Sa première feinte conduit à la naissance du Minotaure. Il fabrique l’illusion d’une génisse qui
permet à Pasiphaé de s’accoupler au taureau en le trompant. Sa deuxième invention permet
d’exiler le Minotaure. Il édifie un labyrinthe dans les méandres duquel le roi Minos cache
l’ignoble créature. Sa troisième ruse sert à tuer le Minotaure. Il crée le fameux fils d’Ariane qui
conduit Thésée au centre du labyrinthe et lui permet d’en ressortir vainqueur.

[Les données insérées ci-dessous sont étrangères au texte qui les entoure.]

PR #1415, opened 2024-10-08
[FAAS]: Add support python functions

cristim67:
## Type of change

-   [x] 🍕 New feature
-   [ ] 🐛 Bug Fix
-   [ ] 🔥 Breaking change
-   [ ] 🧑‍💻 Improvement

## Description

Add support python functions

## Checklist

-   [ ] I have added tests;

### DIFF
--- a/src/commands/deploy/genezio.ts
+++ b/src/commands/deploy/genezio.ts
@@ -619,7 +619,6 @@ export async function functionToCloudInput(
     const unzippedBundleSize = await getBundleFolderSizeLimit(tmpFolderPath);
 
     // add the handler to the temporary folder
-    // check if there already is an index.mjs file in user's code
     let entryFileName = entryFileFunctionMap[functionElement.language as Language];
     while (fs.existsSync(path.join(tmpFolderPath, entryFileName))) {
         debugLogger.debug(
--- a/src/commands/deploy/genezio.ts
+++ b/src/commands/deploy/genezio.ts
@@ -602,8 +602,8 @@ export async function functionToCloudInput(
     );
 
     // copy everything to the temporary folder
+    await fsExtra.copy(path.join(backendPath, functionElement.path), tmpFolderPath);
     if (functionElement.language === "js" || functionElement.language === "ts") {
-        await fsExtra.copy(path.join(backendPath, functionElement.path), tmpFolderPath);
         if (fsExtra.pathExistsSync(path.join(tmpFolderPath, "node_modules", ".pnpm"))) {
             await fsExtra.remove(path.join(tmpFolderPath, "node_modules", ".pnpm"));
             await fsExtra.copy(
--- a/src/commands/deploy/genezio.ts
+++ b/src/commands/deploy/genezio.ts
@@ -489,7 +489,7 @@ export async function deployClasses(
             functionToCloudInput(
                 f,
                 backend.path,
-                undefined,
+                /* outputDir */ undefined,
                 configuration.backend?.language.packageManager,
             ),
     );
--- a/src/commands/deploy/genezio.ts
+++ b/src/commands/deploy/genezio.ts
@@ -52,6 +52,7 @@ import {
 import { YamlConfigurationIOController } from "../../projectConfiguration/yaml/v2.js";
 import {
     AuthenticationEmailTemplateType,
+    entryFileFunctionMap,
     FunctionType,
     Language,
 } from "../../projectConfiguration/yaml/models.js";
@@ -63,7 +64,10 @@ import { writeSdk } from "../../generateSdk/sdkWriter/sdkWriter.js";
 import { reportSuccessForSdk } from "../../generateSdk/sdkSuccessReport.js";
 import { isLoggedIn } from "../../utils/accounts.js";
 import { loginCommand } from "../login.js";
-import { AwsFunctionHandlerProvider } from "../../functionHandlerProvider/providers/AwsFunctionHandlerProvider.js";
+import {
+    AwsFunctionHandlerProvider,
+    AwsPythonFunctionHandlerProvider,
+} from "../../functionHandlerProvider/providers/AwsFunctionHandlerProvider.js";
 import fsExtra from "fs-extra/esm";
 import { getLinkedFrontendsForProject } from "../../utils/linkDatabase.js";
 import { getCloudProvider } from "../../requests/getCloudProvider.js";
@@ -575,12 +579,17 @@ export async function functionToCloudInput(
     backendPath: string,
     outputDir?: string,
 ): Promise<GenezioCloudInput> {
-    if (functionElement.language !== "js" && functionElement.language !== "ts") {
+    const supportedFunctionLanguages = ["js", "ts", "python"];
+
+    if (!supportedFunctionLanguages.includes(functionElement.language)) {
         throw new UserError(
-            `The language ${functionElement.language} is not supported for functions. Only JavaScript and TypeScript are supported.`,
+            `The language ${functionElement.language} is not supported for functions. Supported languages are: ${supportedFunctionLanguages.join(", ")}`,
         );
     }
-    const handlerProvider = getFunctionHandlerProvider(functionElement.type);
+    const handlerProvider = getFunctionHandlerProvider(
+        functionElement.type,
+        functionElement.language as Language,
+    );
 
     if (outputDir && !fs.existsSync(outputDir)) {
         debugLogger.debug(`Creating output directory ${outputDir}`);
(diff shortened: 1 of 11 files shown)


src/commands/deploy/genezio.ts
```diff
@@ -207,6 +211,25 @@ export async function genezioDeploy(options: GenezioDeployOptions) {
             throw error;
         });
 
+        // Handle Python requirements.txt file
+        if (configuration.backend.language.name === Language.python) {
+            const requirementsPath = path.join(backendCwd, "requirements.txt");
+
+            if (fs.existsSync(requirementsPath)) {
```
stefandarius, line 218: i don't really like this logic being here, the `genezioDeploy` function should not have any language specific logic. is there a way you could include this step in the python bundler?

stefandarius: also, don't think we should modify the project structure of our users code. if you want to create a folder containing requirements, do this in the temporary folder created in the next steps (I will leave a comment there also)

src/models/projectOptions.ts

La force du droit et l’illusion de la culture sont salvatrices. Elles permettent à l’homme


de s’humaniser et à la culture de perdurer. Mais force est de constater que cela ne se fait pas
sans douleur. Le tragique de la nature humaine se noue au cœur d’un choix déchirant : l’homme
doit accepter les exigences de la culture ou s’abîmer dans la violence de sa jouissance (B).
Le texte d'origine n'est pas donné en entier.